PR #1638, opened 2022-12-20
SW-2442 Enable Github and Jira deployments

ahmed-mrbeam:
* Added deployment-development.yml
* Added deployment-releases.yml

### DIFF
--- a/.github/workflows/deployment-development.yml
+++ b/.github/workflows/deployment-development.yml
@@ -21,7 +21,7 @@ jobs:
       deployments: write
     runs-on: ubuntu-latest
     steps:
-      - uses: actions/checkout@v1
+      - uses: actions/checkout@v3
       - uses: chrnorm/deployment-action@v2
         name: Create GitHub deployment
         id: deployment-dev
--- a/.github/workflows/deployment-development.yml
+++ b/.github/workflows/deployment-development.yml
@@ -5,7 +5,6 @@ on:
   push:
     branches: ["alpha"]
 
-  # Allows you to run this workflow manually from the Actions tab
   workflow_dispatch:
 
 # Sets permissions of the GITHUB_TOKEN to allow deployment to GitHub Pages
@@ -17,13 +16,10 @@ permissions:
 jobs:
   deploy-dev:
     name: Deploy to Dev environment
-
     # IMPORTANT: the workflow must have write access to deployments, otherwise the action will fail.
     permissions:
       deployments: write
-
     runs-on: ubuntu-latest
-
     steps:
       - uses: actions/checkout@v1
       - uses: chrnorm/deployment-action@v2
@@ -32,10 +28,6 @@ jobs:
         with:
           token: '${{ github.token }}'
           environment: development
-      # This step could be used in the future to notify or trigger another action
-      - name: Deploy my app
-        run: |
-          # add your deployment code here
 
       - name: Update deployment status (success)
         if: ${{ success() }}
@@ -51,4 +43,12 @@ jobs:
         with:
           token: '${{ github.token }}'
           state: 'failure'
+          deployment-id: ${{ steps.deployment-dev.outputs.deployment_id }}
+
+      - name: Update deployment status (cancelled)
+        if: ${{ cancelled() }}
+        uses: chrnorm/deployment-status@v2
+        with:
+          token: '${{ github.token }}'
+          state: 'cancelled'
           deployment-id: ${{ steps.deployment-dev.outputs.deployment_id }}
--- a/.github/workflows/deployment-development.yml
+++ b/.github/workflows/deployment-development.yml
@@ -1,0 +1,54 @@
+# Deployment workflow to be used for Jira reporting
+name: Deploy alpha to Development
+
+on:
+  push:
+    branches: ["alpha"]
+
+  # Allows you to run this workflow manually from the Actions tab
+  workflow_dispatch:
+
+# Sets permissions of the GITHUB_TOKEN to allow deployment to GitHub Pages
+permissions:
+  contents: read
+  pages: write
+  id-token: write
+
+jobs:
+  deploy-dev:
+    name: Deploy to Dev environment
+
+    # IMPORTANT: the workflow must have write access to deployments, otherwise the action will fail.
+    permissions:
+      deployments: write
+
+    runs-on: ubuntu-latest
+
+    steps:
+      - uses: actions/checkout@v1
+      - uses: chrnorm/deployment-action@v2
+        name: Create GitHub deployment
+        id: deployment-dev
+        with:
+          token: '${{ github.token }}'
+          environment: development
+
+      - name: Deploy my app
+        run: |
+          # add your deployment code here
+
+      - name: Update deployment status (success)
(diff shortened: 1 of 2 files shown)


.github/workflows/deployment-development.yml
```diff
@@ -0,0 +1,54 @@
...
+    steps:
+      - uses: actions/checkout@v1
+      - uses: chrnorm/deployment-action@v2
+        name: Create GitHub deployment
+        id: deployment-dev
+        with:
+          token: '${{ github.token }}'
+          environment: development
+      # This step could be used in the future to notify or trigger another action
+      - name: Deploy my app
```
irlaec: I would suggest to create a ticket to do this, and add a comment with the ticket number here

.github/workflows/deployment-development.yml
```diff
@@ -0,0 +1,54 @@
...
+
+      - name: Update deployment status (success)
+        if: ${{ success() }}
+        uses: chrnorm/deployment-status@v2
+        with:
+          token: '${{ github.token }}'
+          state: 'success'
+          deployment-id: ${{ steps.deployment-dev.outputs.deployment_id }}
+
+      - name: Update deployment status (failure)
```
irlaec, line 40: Is this supposed to run if "Update deployment status (success)" fails?

.github/workflows/deployment-releases.yml
```diff
@@ -0,0 +1,89 @@
...
+
+    runs-on: ubuntu-latest
+
+    steps:
+      - uses: actions/checkout@v1
+
+      - uses: actions-ecosystem/action-regex-match@v2
+        id: regex-match-alpha-release
+        with:
+          text: ${{ github.event.release.name }}
```
irlaec: Does this work if the workflow is manually triggered? Because then the event won't be release but workflow_dispatch, right?

.github/workflows/deployment-development.yml
irlaec: Maybe we could just merge both steps into one, and change the "state" value with an if condition

.github/workflows/deployment-releases.yml
```diff
@@ -0,0 +1,89 @@
...
+          fi
+
+      - uses: chrnorm/deployment-action@v2
+        if: ${{ success() }}
+        name: Create GitHub deployment for the release
+        id: deployment
+        with:
+          token: '${{ github.token }}'
+          environment: ${{ steps.set_release_env.outputs.deployment-env }}
+      # This step could be used in the future to publish release notes or to send Slack notification
```
irlaec: I would suggest the same here as well, to create a ticket and add the id in the comment

.github/workflows/deployment-releases.yml
```diff
@@ -0,0 +1,89 @@
...
+      - name: Deploy my app
+        run: |
+          echo "Release: ${{ github.event.release.name }}"
+          echo "Release environment : ${{ steps.set_release_env.outputs.deployment-env }}"
+
+      - name: Update deployment status (success)
```
irlaec, line 69: Maybe we could merge these two steps as well?

irlaec (changes requested):

.github/workflows/deployment-development.yml
ahmed-mrbeam: The thing is, I don't have a clear idea yet of what could be done and has a value

.github/workflows/deployment-development.yml
ahmed-mrbeam: The merge would over complicate the checking(discovered that after doing some research) would leave it simple like this and as recommended as well

.github/workflows/deployment-releases.yml
ahmed-mrbeam: Check my answer on the last comment

ahmed-mrbeam: addressed

ahmed-mrbeam:
@irlaec 
Added handling for cancelled state as this one is the only one we would need for now for this workflow

.github/workflows/deployment-development.yml
```diff
@@ -0,0 +1,54 @@
+# Deployment workflow to be used for Jira reporting
+name: Deploy alpha to Development
+
+on:
+  push:
+    branches: ["alpha"]
+
+  workflow_dispatch:
```
irlaec, line 8: Please delete this, as we don't want to run it manually

.github/workflows/deployment-development.yml
irlaec: Ok

.github/workflows/deployment-releases.yml
```diff
@@ -0,0 +1,98 @@
+# Deployment workflow to be used for Jira reporting
+name: Deploy release
+
+on:
+  release:
+    types: [ published ]
+  workflow_dispatch:
```
irlaec, line 7: Also here, if we don't need it

.github/workflows/deployment-development.yml
```diff
@@ -0,0 +1,54 @@
...
+
+jobs:
+  deploy-dev:
+    name: Deploy to Dev environment
+    # IMPORTANT: the workflow must have write access to deployments, otherwise the action will fail.
+    permissions:
+      deployments: write
+    runs-on: ubuntu-latest
+    steps:
+      - uses: actions/checkout@v1
```
irlaec: Please change this to use the latest version
```suggestion
      - uses: actions/checkout@v3
```

.github/workflows/deployment-releases.yml
```diff
@@ -0,0 +1,98 @@
...
+    name: Deploy a release
+
+    # IMPORTANT: the workflow must have write access to deployments, otherwise the action will fail.
+    permissions:
+      deployments: write
+
+    runs-on: ubuntu-latest
+
+    steps:
+      - uses: actions/checkout@v1
```
irlaec: Please update it here as well 
```suggestion
      - uses: actions/checkout@v3
```

irlaec (dismissed):

.github/workflows/deployment-releases.yml
ahmed-mrbeam: changed that one  to use github ref_name

.github/workflows/deployment-development.yml
ahmed-mrbeam: I noticed that some times, the workflow may fail due to github connection error or else. That is why I added this one

.github/workflows/deployment-releases.yml
ahmed-mrbeam: same as the other workflow

.github/workflows/deployment-development.yml
irlaec: Ah, so now we would be able to manually run it as well?

irlaec (approved):

.github/workflows/deployment-development.yml
ahmed-mrbeam: yes, As I'm using github.ref_name to get the tag name and this variable is accessible for all trigger events

PR #1642, opened 2022-12-21
SW-1991 implement new laser head icon

JFSolution:


octoprint_mrbeam/static/js/app/view-models/convert.js
```diff
@@ -585,6 +585,23 @@ $(function () {
                 Object.keys(tmp).length
             );
             self.custom_materials(tmp);
+            $(document).on("mouseover", ".material_entry", function () {
+                var $this = $(this);
```
irlaec: I would suggest to rename `$this ` with a significant name, like for example if it is the material entry or whatever, or to otherwise use `$(this)` in the rest of the code

irlaec (approved):

octoprint_mrbeam/static/js/app/view-models/convert.js
```diff
@@ -585,6 +585,23 @@ $(function () {
...
+                        material_name_DOMelement.scrollWidth &&
+                    !material_name_element.attr("title")
+                ) {
+                    $this.tooltip({
+                        title: material_name_element.text(),
+                        placement: "top",
+                    });
+                    $this.tooltip("show");
+                }
+            });
```
Josef-MrBeam, line 604:
```suggestion
$(document).on("mouseover", ".material_entry", function () {
                var material_entry_element = $(this);
                var material_name_DOMelement =
                    material_entry_element.context.getElementsByClassName("material_name")[0];
                var material_name_element = $(material_name_DOMelement);
                if (
                    material_name_DOMelement.offsetWidth <
                        material_name_DOMelement.scrollWidth &&
                    !material_name_element.attr("title")
                ) {
                    material_entry_element.tooltip({
                        title: material_name_element.text(),
                        placement: "top",
                    });
                    material_entry_element.tooltip("show");
                }
            });
```

octoprint_mrbeam/static/js/app/view-models/convert.js
JFSolution: thx for the feedback, I added a name

PR #1643, opened 2022-12-22
SW-2424-disable-logging-for-pressure-sensor

JFSolution:
disables the debug logging for legacy devices with a migration


tests/migrations/test-migration-Mig004.py
```diff
@@ -0,0 +1,41 @@
+import os
```
irlaec: Please change the module name to comply with PEP8 (underscores instead of dashes)
https://peps.python.org/pep-0008/#package-and-module-names

tests/migrations/test-migration-Mig004.py
```diff
@@ -0,0 +1,41 @@
...
+
+from mock import patch
+
+from octoprint_mrbeam.migration import Mig004DisableDebugLogging
+import unittest
+
+
+class TestMigrationMig004(unittest.TestCase):
```
irlaec: No need to change now, but I thought we agreed to use pytest :thinking:

irlaec (dismissed):

tests/migrations/test-migration-Mig004.py
JFSolution: I copied the existing test

tests/migrations/test-migration-Mig004.py
JFSolution: ok

irlaec (approved):

PR #1645, opened 2022-12-23
SW-2303-show-air-filter-version-and-serial-in-settings

JFSolution:
- order mrb_state dict
- add air filter class
- return air filter serial modelId and model name in debug and about settings page

### DIFF
--- a/octoprint_mrbeam/__init__.py
+++ b/octoprint_mrbeam/__init__.py
@@ -677,6 +677,7 @@ class MrBeamPlugin(
                 "js/app/view-models/settings/camera.js",
                 "js/app/view-models/settings/backlash.js",
                 "js/app/view-models/settings/leds.js",
+                "js/app/view-models/settings/about.js",
                 "js/app/helpers/path-magic.js",
                 "js/lib/simplify.js",
                 "js/lib/clipper.js",
@@ -844,9 +845,6 @@ class MrBeamPlugin(
                 laserhead_model=self.laserhead_handler.get_current_used_lh_data()[
                     "model"
                 ],
-                airfilter_serial=self.airfilter.serial,
-                airfilter_model=self.airfilter.model,
-                airfilter_model_id=self.airfilter.model_id,
                 env=self.get_env(),
                 mac_addrs=self._get_mac_addresses(),
                 env_local=self.get_env(self.ENV_LOCAL),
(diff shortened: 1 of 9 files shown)


octoprint_mrbeam/__init__.py
```diff
@@ -36,6 +36,7 @@
 
 from octoprint_mrbeam.rest_handler.update_handler import UpdateRestHandlerMixin
 from octoprint_mrbeam.util.connectivity_checker import ConnectivityChecker
+from .iobeam.airfilter import airfilter
```
irlaec: Can we change this from relative to absolute import?

octoprint_mrbeam/iobeam/airfilter.py
```diff
@@ -0,0 +1,81 @@
...
+        if self._pressure2 is not None:
+            return {
+                "pressure1": self._pressure1,
+                "pressure2": self._pressure2,
+                "pressure3": self._pressure3,
+                "pressure4": self._pressure4,
+            }
+        return self._pressure1
+
+    def set_serial(self, serial):
```
irlaec: Have you considered using a decorator the same way you do with the getter? Something like
```suggestion
    @serial.setter
    def serial(self, serial):
```

tests/iobeam/test_aifilter.py
```diff
@@ -0,0 +1,94 @@
+from octoprint_mrbeam.iobeam.airfilter import AirFilter
+
+
+def test_model_name():
```
irlaec: I would suggest to split the unit tests that contain more than one assertion in different tests

octoprint_mrbeam/iobeam/airfilter.py
```diff
@@ -0,0 +1,81 @@
+# singleton
+from octoprint_mrbeam.mrb_logger import mrb_logger
```
irlaec, line 2: Please add docstrings to the new methods

irlaec (changes requested):

octoprint_mrbeam/__init__.py
JFSolution: sure

octoprint_mrbeam/iobeam/airfilter.py
JFSolution: I will change to the setter decorator

tests/iobeam/test_aifilter.py
JFSolution: But it is all testing the same functionality, thats why I grouped it

octoprint_mrbeam/iobeam/airfilter.py
JFSolution: Ohh yes I missed that, thanks for the hint.

tests/iobeam/test_aifilter.py
irlaec: But we are testing different scenarios (more than one AAA) so that's why I would separate it, like stated [here](https://www.educative.io/blog/unit-testing-best-practices-overview#:~:text=7.%20One%20use%20case%20per%20unit%20test). But maybe it's just a matter of preference :)

irlaec (approved):

PR #1651, opened 2023-01-17
SW-2300 detect air filter iii in mr beam plugin

JFSolution:
- detect air filter in Mr Beam Plugin
- switch profile of the air filter
- use profiles for maintenance parameters
- use profiles for maintenance page
- fix shopify links


octoprint_mrbeam/profiles/airfilter_system/airfilter_system_id_8.yaml
```diff
@@ -1,6 +1,11 @@
 #airfilter 3 system
+prefilter_stages: 2
+carbonfilter_stages: 1
 prefilter:
-  - lifespan: 40 #TODO
-  - lifespan: 40 #TODO
-carbon_filter:
-  - lifespan: 280 #TODO
+  - lifespan: 80 #TODO
```
irlaec: Could you please add a explanation to these TODO and maybe a ticket number?

octoprint_mrbeam/static/js/app/view-models/settings/maintenance.js
```diff
@@ -356,6 +353,34 @@ $(function () {
...
+        self.shopifyLink = function (stagename, stageid) {
+            let link;
+            if (stagename === "prefilter") {
+                link = self.prefilterShopify()[stageid];
+            } else if (stagename === "carbonfilter") {
+                link = self.carbonfilterShopify()[stageid];
+            } else {
+                link = null;
+            }
+            if (link != null) {
```
irlaec: Wouldn't be enough by just returning link? We already assign it a null value if it doesn't have one.
I think we could just remove this second if-else

tests/iobeam/test_aifilter.py
```diff
@@ -1,11 +1,28 @@
+import os
+
 from mock.mock import MagicMock
 
-from octoprint_mrbeam.iobeam.airfilter import AirFilter
+from octoprint_mrbeam.iobeam.airfilter import AirFilter, airfilter
+
+pluginmock = MagicMock(
```
irlaec: We have a fixture for the MrBeamPlugin (in conftest), I don't know if it would make sense to use that instead

irlaec (changes requested):

octoprint_mrbeam/static/js/app/view-models/settings/maintenance.js
JFSolution: You are right

octoprint_mrbeam/profiles/airfilter_system/airfilter_system_id_8.yaml
JFSolution: sure

tests/iobeam/test_aifilter.py
JFSolution: I changed it to use this instead, thanks for the tip

irlaec (approved):
I just noticed the name of the test file has a typo --> test_aiRfilter.py

PR #1658, opened 2023-02-06
SW-2079 implement new material settings

JFSolution:
changed parser to use dreamcut x values
add first draft of material settings


octoprint_mrbeam/util/material_csv_parser.py
```diff
@@ -4,42 +4,33 @@
 MRBEAM = "Mr Beam II"
 MRB_DREAMCUT = "MrB II Dreamcut"
 MRB_DREAMCUT_S = "MrB II Dreamcut S"
+MRB_DREAMCUT_x = "MrB II Dreamcut x"
```
khaledsherkawi: Why is the "x" not capitalized as in the "S"?

tests/util/test_material_settings_parser.py
```diff
@@ -0,0 +1,71 @@
...
+        .get("Kraftplex")
+        .get("colors")
+        .get("795f39")
+        .get("cut")[2]
+        .get("cut_f")
+        != 350
+    )
+    # diff = material_x.keys() - material_s.keys()
+    print(material_x, material_s)
+    # assert False
```
khaledsherkawi: Are these comments intended to stay here?

octoprint_mrbeam/util/material_csv_parser.py
```diff
@@ -4,42 +4,33 @@
...
 DEFAULT_LASER_MODEL = "0"
 LASER_MODEL_S = "S"
+LASER_MODEL_x = "x"
+
+VALID_VERSIONS = [MRBEAM, MRB_DREAMCUT, MRB_DREAMCUT_S, MRB_READY, MRB_DREAMCUT_x]
 
 
 def model_ids_to_csv_name(device_model_id, laser_model_id):
     convert = {
+        (device_info.MODEL_MRBEAM_2_DC_x, LASER_MODEL_x): MRB_DREAMCUT_x,
```
khaledsherkawi: Maybe we can get rid of this mapping and just use the laser head model ID for the CSV name excluding only the DC_R1 and DC_R2 model handling. But this is optional.

khaledsherkawi (changes requested):

octoprint_mrbeam/util/material_csv_parser.py
JFSolution: because the x should be small from the naming convention

octoprint_mrbeam/util/material_csv_parser.py
JFSolution: I will not change it as this will change with the new material settings anyway

tests/util/test_material_settings_parser.py
JFSolution: will remove

tests/util/test_material_settings_parser.py
```diff
@@ -0,0 +1,67 @@
+from octoprint_mrbeam import parse_csv
+from octoprint_mrbeam.util.device_info import (
+    MODEL_MRBEAM_2_DC,
+    MODEL_MRBEAM_2_DC_x,
```
khaledsherkawi: this still needs to be 'MODEL_MRBEAM_2_DC_X'

khaledsherkawi: I would say even if the naming convention is small x but as a representation it still make sense for this to be capitalized

khaledsherkawi (changes requested):

tests/util/test_material_settings_parser.py
JFSolution: Yes, for the constants it makes sense, I missed this one

khaledsherkawi (approved):

PR #1679, opened 2023-02-16
SW-2720 resolve conflicts for beta release

JFSolution:
resolve the critical and major bugs and the duplicate code

### DIFF
--- a/octoprint_mrbeam/static/css/svgtogcode.css
+++ b/octoprint_mrbeam/static/css/svgtogcode.css
@@ -588,7 +588,6 @@ li.material_entry.custom.incompatible_material::after {
   content: "";
   display: block;
   height: 0.5em;
-  background-color: white;
   position: relative;
   left: -1%;
   top: -0.35em;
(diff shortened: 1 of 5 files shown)


octoprint_mrbeam/static/css/svgtogcode.css
```diff
@@ -588,7 +588,6 @@ li.material_entry.custom.incompatible_material::after {
   content: "";
   display: block;
   height: 0.5em;
-  background-color: white;
   position: relative;
```
khaledsherkawi, line 591: Better change the 'background' CSS into 'background-color' as well

khaledsherkawi (dismissed):

octoprint_mrbeam/static/css/svgtogcode.css
JFSolution: This need to be background as it will not work as background-color

khaledsherkawi (approved):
▬▬▬
## Problem details
For the material, work out how many lines hold the string "notify". Your reply must be the number alone.

## Answer section
2